So we jumped in the car. We drove to MSU and
we walked the campus of MSU. He's a very, very strong MSU campaign
leader. I mean, he loves that organization. He was grinning away.
And he showed me places that were memorable to him and he showed me
plaques on walls where he had made contributions to the
organization and he said, "Dwight, some how, some way we have got
to find ways to introduce medical students to rural communities
because I've lived in a rural community all my life." This is Loren
speaking, "And candidly, it's a great place to live. It's a great
place to raise kids and we've got great schools, great churches.

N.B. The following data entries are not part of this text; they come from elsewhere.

PR #2693, opened 2019-09-24
ng: data loader

stephanwlee:
tf-tensorboard is responsible for loading data for runs, experiments and
trigger reloading. Without this feature, the runStore will be empty and
will not make the tf-runs-selector operable.

This change implements this behavior in Angular in flux way.

### DIFF
--- a/tensorboard/components/tf_ng_tensorboard/core/core.effects.ts
+++ b/tensorboard/components/tf_ng_tensorboard/core/core.effects.ts
@@ -13,16 +13,27 @@ See the License for the specific language governing permissions and
 limitations under the License.
 ==============================================================================*/
 import {Injectable} from '@angular/core';
+import {Action, Store} from '@ngrx/store';
 import {Actions, ofType, createEffect} from '@ngrx/effects';
-import {of} from 'rxjs';
-import {map, flatMap, catchError} from 'rxjs/operators';
-
+import {Observable, of, zip} from 'rxjs';
+import {
+  map,
+  mergeMap,
+  catchError,
+  withLatestFrom,
+  filter,
+  tap,
+} from 'rxjs/operators';
 import {CoreService} from './core.service';
 import {
   coreLoaded,
+  reload,
+  pluginsListingRequested,
   pluginsListingLoaded,
   pluginsListingFailed,
 } from './core.actions';
+import {State, getPluginsListLoaded} from './core.reducers';
+import {LoadState} from '../types/api';
 
 /** @typehack */ import * as _typeHackRxjs from 'rxjs';
 /** @typehack */ import * as _typeHackNgrx from '@ngrx/store/src/models';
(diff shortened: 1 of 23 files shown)


stephanwlee:
+r psybuzz for exposure to Angular stuff :)

stephanwlee:
In the hindsight, I feel super bad about the large diff :( Sorry!

tensorboard/components/tf_ng_tensorboard/core/core.reducers.ts
```diff
@@ -29,30 +33,85 @@ import * as actions from './core.actions';
...
+  }),
+  on(actions.toggleReload, (state: CoreState) => {
+    return {
+      ...state,
+      reloadEnabled: !state.reloadEnabled,
+    };
+  }),
+  on(actions.changeReloadPeriod, (state: CoreState, {periodInMs}) => {
+    const nextReloadPeriod =
+      periodInMs > 0 ? periodInMs : state.reloadPeriodInMs;
```
psybuzz: Can we treat period = 0 as "never reload"?  (if it's not controversial)

tensorboard/components/tf_ng_tensorboard/reloader/reloader.component.ts
```diff
@@ -0,0 +1,72 @@
...
+  State,
+  getReloadEnabled,
+  getReloadPeriodInMs,
+} from '../core/core.reducers';
+import {reload} from '../core/core.actions';
+
+/** @typehack */ import * as _typeHackRxjs from 'rxjs';
+
+@Component({
+  selector: 'reloader',
```
psybuzz: (i might be totally wrong) but if there's no plan to use the actual DOM Element, should this be a ReloaderService provided to the main AppComponent?

also, can we drop the template: ''?

stephanwlee: I really hope to make our codebase more like Redux instead of buying into Angular's service-based architecture. In other words, I do not want to see the store injected into any service if possible. In React world, DOM-less functional component is a pattern that I seldom employed. It was basically for enabling/disabling a feature in declarative manner.

Dunno why Angular insisted that we have it but it complains without the template.

tensorboard/components/tf_ng_tensorboard/core/core.reducers.ts
stephanwlee: When user toggles enable/disable reload, I hope it to remember this value, so no.

tensorboard/components/tf_ng_tensorboard/core/core.effects.ts
```diff
@@ -36,22 +47,27 @@ export class CoreEffects {
...
-        this.coreService
-          .fetchPluginsListing()
-          .pipe(
-            map(
-              (plugins) => pluginsListingLoaded({plugins}),
-              catchError(() => of(pluginsListingFailed()))
-            )
-          )
-      )
+      ofType(coreLoaded, reload),
```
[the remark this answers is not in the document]
stephanwlee: Here, I am simply trying to mimic the behavior of tf-tensorboard. Btw, pluginsListing *do* change and environments list technically can change.

tensorboard/components/tf_ng_tensorboard/core/core.reducers.ts
psybuzz: That makes more sense

tensorboard/components/tf_ng_tensorboard/core/core.effects.ts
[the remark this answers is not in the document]
psybuzz: I see!  Let's be sure to use them in a followup.  Otherwise, if there's no plan to use this code, maybe we can remove for now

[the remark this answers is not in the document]
stephanwlee: > Otherwise, if there's no plan to use this code, maybe we can remove for now

What do you mean?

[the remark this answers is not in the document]
psybuzz: Ah, I now see why fetching pluginsListing and environment make sense.
Per offline discussion: 
- if a user stops the running TB process and restarts it with a different logdir, the environment can change 
- since we have the notion of active/inactive plugins, the list needs to be refreshed (although ideally we might not need this notion of active/inactive)

tensorboard/components/tf_ng_tensorboard/reloader/reloader.component.ts
psybuzz: Thanks for explaining this!  While it isn't interfering with the app, I guess these functional components in DOM are okay, as long as they stay at the root level.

There's all sorts of things that you can do around here and we've
got to find ways to do this."
And that was something he just kept putting
into my head. Unfortunately, he passed away from cancer just few
years after I became CEO here in 1990 but his daughter, Peggy
McCormick, continues to serve on the board of directors and she has
a very similar burning desire to see some sort of a relationship
with rural communities.
The Loren Gettel scholarship is a scholarship
that our rural medical education students are still receiving
today. And in fact, since 2010, 11 students have received this
scholarship including Dan Drake who you heard just a few seasons
ago and is going to be returning to the Thumb for practice in just
a few short months.
Terry was not a hospital CEO, but he was
running an organization at the time that was an important part of
the whole council and that's was Synergy Medical Educational
Alliance.
So I was, quite frankly, offering to the
hospital council opportunities for them to perhaps have students in
their communities and in their hospitals, if they were able to
provide the right types of resources. Well, after that hospital
council meeting, I had two calls. One of them was from Dwight, in
fact he was the first one that called me. And I think he probably
was reflecting on Loren's message to him, and saw this was a great
opportunity and so he called me and he asked if we could talk more
about becoming a MSU student site. And so we worked through all the
details. I can't remember all the details involved, but I remember
driving two students up here and one of them was by the name of
Kimiko Sugimoto. And she is now a general surgeon who actually
completed the MSU rotation, her general surgery rotation in
Saginaw, and is practicing in Saginaw as a general surgeon as we
speak.
But she was one of the first students to come
to Pigeon, and Dwight was so gracious in entertaining them and took
them to board meetings and got them involved and connected with all
sorts of things here at the hospital and they had a wonderful
experience. And I can't even remember what the length of the
rotation was but I know your physicians got involved
in-
It was actually a little longer than what it
was supposed to be. It just stretched out. That was a first for
them and a first for us, and so we were thrilled and enthralled to
have these young students. Of course, they're brilliant kids and
they're so much fun, they're very respectful. I included them in my
leadership meetings and learn from what we were doing. I wanted
them to get as much of an experience in a rural setting as they
possibly could get. So medical staff meetings, board meetings,
leadership meetings, interact with the patients, interact with the
staff, it was all part of it.
And I think that we got raving reviews after
that about their experience in Pigeon 20 years ago. And so I look
at Scheurer Hospital as really a teaching hospital, and so we've
built that culture. We, meaning Dwight, for many, many years, and
me most recently, built a culture of a teaching organization and I
think that started 20 years ago with Dr. Sugimoto, actually, as
that first student.
That involvement with the leadership at our
rural hospitals is one of the pillars of our rural medical
education certificate, one that really lands with students and
makes an impact. Pigeon makes a place for aspiring rural medical
doctors, a place where people can come back and grow. People like
Elizabeth and our recent graduate, Evan. Elizabeth is a native of
Cass City who, when I interviewed her, was planning to go back to
the Thumb for her medical education and now is halfway through her
third year of medical schooling. Evan recently graduated medical
school and is completing an internal medicine residency in
Detroit.
Yeah, I am super excited to go back. I
recently had the opportunity to shadow at Scheurer and had some
downtime and was able to go back down to the floor and see a lot of
the nurses and the nurses aides that I worked with, and it just
made me even more excited to go back there and be back with that
group of people and in that environment and continue my education
there. And I think it's really important if you eventually want to
serve in a rural area to see how rural medicine is different. I can
tell you, I had my adult wards rotation for second year at Sparrow
this morning and it's way different. It's a different environment,
there's different types of cases, so I'm excited about
that.
I'm excited to develop those relationships
that you get to develop in rural areas that you don't get so much
in bigger hospitals, relationships with patients and relationships
with colleagues, other physicians, other employees in the hospital.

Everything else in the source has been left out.